Should the word "target" occur in a line of the records, copy that line.
··· DATA EXCERPTS ···
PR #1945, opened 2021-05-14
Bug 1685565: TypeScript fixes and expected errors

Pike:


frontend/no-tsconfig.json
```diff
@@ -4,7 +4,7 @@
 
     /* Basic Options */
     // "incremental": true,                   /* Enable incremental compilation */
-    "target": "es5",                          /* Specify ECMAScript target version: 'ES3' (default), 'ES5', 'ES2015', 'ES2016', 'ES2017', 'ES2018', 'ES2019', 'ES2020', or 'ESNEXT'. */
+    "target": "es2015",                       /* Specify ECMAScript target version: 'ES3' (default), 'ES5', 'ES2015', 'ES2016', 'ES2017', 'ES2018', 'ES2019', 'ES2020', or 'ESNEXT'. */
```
···
··· DATA EXCERPTS ···
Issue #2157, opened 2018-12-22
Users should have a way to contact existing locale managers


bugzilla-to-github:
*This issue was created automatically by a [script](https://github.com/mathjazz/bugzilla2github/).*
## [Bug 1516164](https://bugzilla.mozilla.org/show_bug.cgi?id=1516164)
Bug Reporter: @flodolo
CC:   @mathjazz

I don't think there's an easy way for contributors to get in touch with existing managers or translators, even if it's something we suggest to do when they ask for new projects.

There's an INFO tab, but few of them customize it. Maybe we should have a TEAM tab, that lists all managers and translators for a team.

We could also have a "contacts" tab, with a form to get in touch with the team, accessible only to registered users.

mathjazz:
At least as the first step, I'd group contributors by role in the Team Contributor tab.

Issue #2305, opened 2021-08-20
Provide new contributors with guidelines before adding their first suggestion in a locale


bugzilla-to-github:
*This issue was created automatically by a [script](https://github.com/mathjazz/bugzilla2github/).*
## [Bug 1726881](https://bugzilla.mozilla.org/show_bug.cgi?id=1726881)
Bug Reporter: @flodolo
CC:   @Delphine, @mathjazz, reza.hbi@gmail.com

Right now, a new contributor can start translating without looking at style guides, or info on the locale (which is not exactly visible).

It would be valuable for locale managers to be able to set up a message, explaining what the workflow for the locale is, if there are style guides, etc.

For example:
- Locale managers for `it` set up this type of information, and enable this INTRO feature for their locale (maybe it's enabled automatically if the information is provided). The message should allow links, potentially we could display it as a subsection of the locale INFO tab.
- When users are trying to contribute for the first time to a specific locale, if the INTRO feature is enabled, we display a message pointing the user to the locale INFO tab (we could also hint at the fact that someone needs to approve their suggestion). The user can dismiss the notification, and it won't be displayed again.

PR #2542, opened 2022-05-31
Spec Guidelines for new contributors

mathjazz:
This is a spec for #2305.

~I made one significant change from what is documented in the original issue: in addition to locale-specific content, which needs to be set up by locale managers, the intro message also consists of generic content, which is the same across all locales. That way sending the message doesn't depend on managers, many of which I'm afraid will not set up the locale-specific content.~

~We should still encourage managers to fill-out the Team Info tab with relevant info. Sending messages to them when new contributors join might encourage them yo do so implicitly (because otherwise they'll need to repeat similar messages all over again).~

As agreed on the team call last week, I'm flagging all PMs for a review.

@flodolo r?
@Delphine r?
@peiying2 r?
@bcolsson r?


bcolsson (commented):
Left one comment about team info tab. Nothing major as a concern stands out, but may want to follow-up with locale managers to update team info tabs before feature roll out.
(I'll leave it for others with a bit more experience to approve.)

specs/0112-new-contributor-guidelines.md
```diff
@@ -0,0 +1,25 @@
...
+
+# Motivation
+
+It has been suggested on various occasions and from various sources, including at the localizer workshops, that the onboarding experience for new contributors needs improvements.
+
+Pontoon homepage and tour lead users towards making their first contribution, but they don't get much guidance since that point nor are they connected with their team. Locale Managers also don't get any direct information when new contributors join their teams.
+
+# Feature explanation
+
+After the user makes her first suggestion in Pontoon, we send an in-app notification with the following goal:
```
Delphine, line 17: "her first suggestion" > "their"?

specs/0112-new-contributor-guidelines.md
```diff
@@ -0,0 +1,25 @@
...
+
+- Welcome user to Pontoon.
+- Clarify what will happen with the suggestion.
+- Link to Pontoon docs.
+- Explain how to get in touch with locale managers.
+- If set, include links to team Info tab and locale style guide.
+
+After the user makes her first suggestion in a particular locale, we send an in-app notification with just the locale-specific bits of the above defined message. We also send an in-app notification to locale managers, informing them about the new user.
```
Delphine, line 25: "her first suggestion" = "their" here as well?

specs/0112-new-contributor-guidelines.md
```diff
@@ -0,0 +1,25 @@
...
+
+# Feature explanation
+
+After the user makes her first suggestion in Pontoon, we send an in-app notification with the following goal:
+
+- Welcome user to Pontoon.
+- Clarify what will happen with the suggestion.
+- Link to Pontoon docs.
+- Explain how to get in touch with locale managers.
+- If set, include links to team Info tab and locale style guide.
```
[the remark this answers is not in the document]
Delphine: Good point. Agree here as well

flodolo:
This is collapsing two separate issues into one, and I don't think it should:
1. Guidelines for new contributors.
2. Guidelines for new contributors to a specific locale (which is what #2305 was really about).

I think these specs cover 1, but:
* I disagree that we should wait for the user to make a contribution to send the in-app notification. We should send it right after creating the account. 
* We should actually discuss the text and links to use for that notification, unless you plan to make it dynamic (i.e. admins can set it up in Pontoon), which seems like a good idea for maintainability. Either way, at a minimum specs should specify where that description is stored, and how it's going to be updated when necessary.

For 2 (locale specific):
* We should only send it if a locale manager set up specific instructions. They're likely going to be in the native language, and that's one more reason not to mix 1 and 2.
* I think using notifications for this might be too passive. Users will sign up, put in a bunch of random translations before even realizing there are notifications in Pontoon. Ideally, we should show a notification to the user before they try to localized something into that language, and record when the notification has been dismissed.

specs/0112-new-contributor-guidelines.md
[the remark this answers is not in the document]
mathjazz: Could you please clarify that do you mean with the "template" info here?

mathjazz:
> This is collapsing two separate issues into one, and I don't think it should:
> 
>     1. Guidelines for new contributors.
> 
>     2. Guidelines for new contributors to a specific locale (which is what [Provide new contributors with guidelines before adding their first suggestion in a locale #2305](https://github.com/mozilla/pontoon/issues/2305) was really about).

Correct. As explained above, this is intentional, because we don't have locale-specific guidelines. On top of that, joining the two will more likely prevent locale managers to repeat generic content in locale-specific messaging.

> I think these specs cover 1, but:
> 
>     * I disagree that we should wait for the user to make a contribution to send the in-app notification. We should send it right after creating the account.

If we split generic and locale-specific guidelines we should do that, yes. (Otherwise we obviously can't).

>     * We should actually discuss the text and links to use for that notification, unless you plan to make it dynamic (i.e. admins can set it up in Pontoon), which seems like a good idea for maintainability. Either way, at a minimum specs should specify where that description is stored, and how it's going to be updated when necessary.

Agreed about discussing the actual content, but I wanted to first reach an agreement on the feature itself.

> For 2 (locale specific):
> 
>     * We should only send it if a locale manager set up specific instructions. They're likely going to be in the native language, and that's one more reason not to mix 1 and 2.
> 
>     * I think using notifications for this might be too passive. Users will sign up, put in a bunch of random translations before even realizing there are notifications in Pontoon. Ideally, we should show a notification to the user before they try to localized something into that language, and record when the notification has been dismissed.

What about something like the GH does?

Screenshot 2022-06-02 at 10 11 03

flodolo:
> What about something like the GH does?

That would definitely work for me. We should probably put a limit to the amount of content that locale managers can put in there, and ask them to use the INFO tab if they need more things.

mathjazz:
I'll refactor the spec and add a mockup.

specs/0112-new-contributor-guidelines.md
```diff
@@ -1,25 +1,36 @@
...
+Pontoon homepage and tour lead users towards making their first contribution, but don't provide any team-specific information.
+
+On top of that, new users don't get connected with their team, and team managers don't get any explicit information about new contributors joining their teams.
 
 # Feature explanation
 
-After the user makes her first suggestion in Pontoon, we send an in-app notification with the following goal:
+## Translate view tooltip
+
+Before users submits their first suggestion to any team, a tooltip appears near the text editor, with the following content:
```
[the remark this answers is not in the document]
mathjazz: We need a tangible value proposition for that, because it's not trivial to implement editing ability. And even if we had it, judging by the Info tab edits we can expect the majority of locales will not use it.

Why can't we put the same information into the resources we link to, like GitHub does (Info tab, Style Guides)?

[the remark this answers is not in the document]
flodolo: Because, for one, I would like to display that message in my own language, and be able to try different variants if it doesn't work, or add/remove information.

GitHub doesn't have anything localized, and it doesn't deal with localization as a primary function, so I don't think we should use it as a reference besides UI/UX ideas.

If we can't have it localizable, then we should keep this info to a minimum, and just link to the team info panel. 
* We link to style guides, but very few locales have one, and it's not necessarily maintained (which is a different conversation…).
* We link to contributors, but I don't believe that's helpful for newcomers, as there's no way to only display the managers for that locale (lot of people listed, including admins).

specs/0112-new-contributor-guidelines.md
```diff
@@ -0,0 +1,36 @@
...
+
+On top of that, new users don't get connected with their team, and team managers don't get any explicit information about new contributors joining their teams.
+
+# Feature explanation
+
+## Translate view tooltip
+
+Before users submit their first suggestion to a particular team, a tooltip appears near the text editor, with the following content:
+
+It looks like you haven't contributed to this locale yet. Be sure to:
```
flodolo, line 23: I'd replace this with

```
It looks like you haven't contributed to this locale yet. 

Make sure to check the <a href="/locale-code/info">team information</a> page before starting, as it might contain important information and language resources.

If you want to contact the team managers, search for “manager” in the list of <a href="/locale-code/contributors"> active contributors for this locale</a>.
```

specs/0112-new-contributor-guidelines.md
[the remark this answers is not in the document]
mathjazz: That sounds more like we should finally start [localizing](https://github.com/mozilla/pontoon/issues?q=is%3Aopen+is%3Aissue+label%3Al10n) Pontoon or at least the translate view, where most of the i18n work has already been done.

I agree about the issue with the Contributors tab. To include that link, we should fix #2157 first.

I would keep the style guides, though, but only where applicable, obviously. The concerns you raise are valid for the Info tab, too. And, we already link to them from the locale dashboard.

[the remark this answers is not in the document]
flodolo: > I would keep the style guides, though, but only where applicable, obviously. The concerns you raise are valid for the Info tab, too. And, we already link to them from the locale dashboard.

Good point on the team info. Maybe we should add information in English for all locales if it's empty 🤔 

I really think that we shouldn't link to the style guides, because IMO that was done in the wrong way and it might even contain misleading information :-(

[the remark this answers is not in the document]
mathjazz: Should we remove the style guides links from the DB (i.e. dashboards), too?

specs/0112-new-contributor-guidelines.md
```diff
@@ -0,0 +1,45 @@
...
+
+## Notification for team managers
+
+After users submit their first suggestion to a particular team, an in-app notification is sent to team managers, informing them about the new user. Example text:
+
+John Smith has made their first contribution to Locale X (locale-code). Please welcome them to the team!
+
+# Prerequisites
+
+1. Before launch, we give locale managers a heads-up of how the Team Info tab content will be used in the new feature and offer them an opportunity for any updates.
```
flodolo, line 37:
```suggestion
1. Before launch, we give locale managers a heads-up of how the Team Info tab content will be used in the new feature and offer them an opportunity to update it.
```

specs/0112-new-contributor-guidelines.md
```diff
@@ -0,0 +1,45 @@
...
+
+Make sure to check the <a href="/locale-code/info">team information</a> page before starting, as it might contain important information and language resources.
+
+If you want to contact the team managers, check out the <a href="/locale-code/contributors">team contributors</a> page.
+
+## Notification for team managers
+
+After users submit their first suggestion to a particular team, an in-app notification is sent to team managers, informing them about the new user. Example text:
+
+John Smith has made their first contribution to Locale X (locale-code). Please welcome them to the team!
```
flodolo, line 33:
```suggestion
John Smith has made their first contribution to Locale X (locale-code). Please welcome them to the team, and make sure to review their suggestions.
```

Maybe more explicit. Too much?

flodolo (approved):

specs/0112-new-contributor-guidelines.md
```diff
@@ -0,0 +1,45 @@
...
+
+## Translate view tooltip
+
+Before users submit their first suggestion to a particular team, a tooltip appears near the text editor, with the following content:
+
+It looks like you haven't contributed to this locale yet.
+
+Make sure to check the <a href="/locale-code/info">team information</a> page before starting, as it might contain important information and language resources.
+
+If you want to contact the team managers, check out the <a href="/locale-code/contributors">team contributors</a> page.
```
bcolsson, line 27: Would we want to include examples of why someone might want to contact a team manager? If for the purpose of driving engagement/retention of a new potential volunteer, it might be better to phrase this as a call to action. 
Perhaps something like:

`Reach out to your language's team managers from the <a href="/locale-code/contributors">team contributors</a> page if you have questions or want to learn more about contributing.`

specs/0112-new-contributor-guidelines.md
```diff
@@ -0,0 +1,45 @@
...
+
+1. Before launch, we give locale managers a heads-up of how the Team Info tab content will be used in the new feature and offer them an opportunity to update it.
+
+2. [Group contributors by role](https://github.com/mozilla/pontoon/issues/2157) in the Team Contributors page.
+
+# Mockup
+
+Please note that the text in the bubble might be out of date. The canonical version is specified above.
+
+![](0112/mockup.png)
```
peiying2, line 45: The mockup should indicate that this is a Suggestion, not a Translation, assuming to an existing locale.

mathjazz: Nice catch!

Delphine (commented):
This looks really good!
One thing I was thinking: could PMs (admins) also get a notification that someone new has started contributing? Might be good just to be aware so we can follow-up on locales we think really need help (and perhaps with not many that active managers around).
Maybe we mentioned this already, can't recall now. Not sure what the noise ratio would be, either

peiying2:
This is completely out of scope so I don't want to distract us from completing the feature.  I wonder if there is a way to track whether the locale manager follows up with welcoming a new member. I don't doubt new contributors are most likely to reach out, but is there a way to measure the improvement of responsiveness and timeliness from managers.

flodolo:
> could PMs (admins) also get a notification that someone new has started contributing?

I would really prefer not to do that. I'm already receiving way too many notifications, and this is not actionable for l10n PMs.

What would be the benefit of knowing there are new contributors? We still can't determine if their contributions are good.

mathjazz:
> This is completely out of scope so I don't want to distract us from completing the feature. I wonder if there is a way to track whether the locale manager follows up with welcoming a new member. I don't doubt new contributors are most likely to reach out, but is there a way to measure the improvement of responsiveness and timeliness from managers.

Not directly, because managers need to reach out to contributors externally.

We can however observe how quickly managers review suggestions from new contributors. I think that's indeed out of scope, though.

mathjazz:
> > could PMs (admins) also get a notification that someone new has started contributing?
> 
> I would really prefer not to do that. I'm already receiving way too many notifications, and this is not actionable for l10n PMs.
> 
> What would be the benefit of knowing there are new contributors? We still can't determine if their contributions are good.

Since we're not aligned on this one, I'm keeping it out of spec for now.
···
### [PROBLEM SOLUTION]
-    "target": "es5",                          /* Specify ECMAScript target version: 'ES3' (default), 'ES5', 'ES2015', 'ES2016', 'ES2017', 'ES2018', 'ES2019', 'ES2020', or 'ESNEXT'. */
+    "target": "es2015",                       /* Specify ECMAScript target version: 'ES3' (default), 'ES5', 'ES2015', 'ES2016', 'ES2017', 'ES2018', 'ES2019', 'ES2020', or 'ESNEXT'. */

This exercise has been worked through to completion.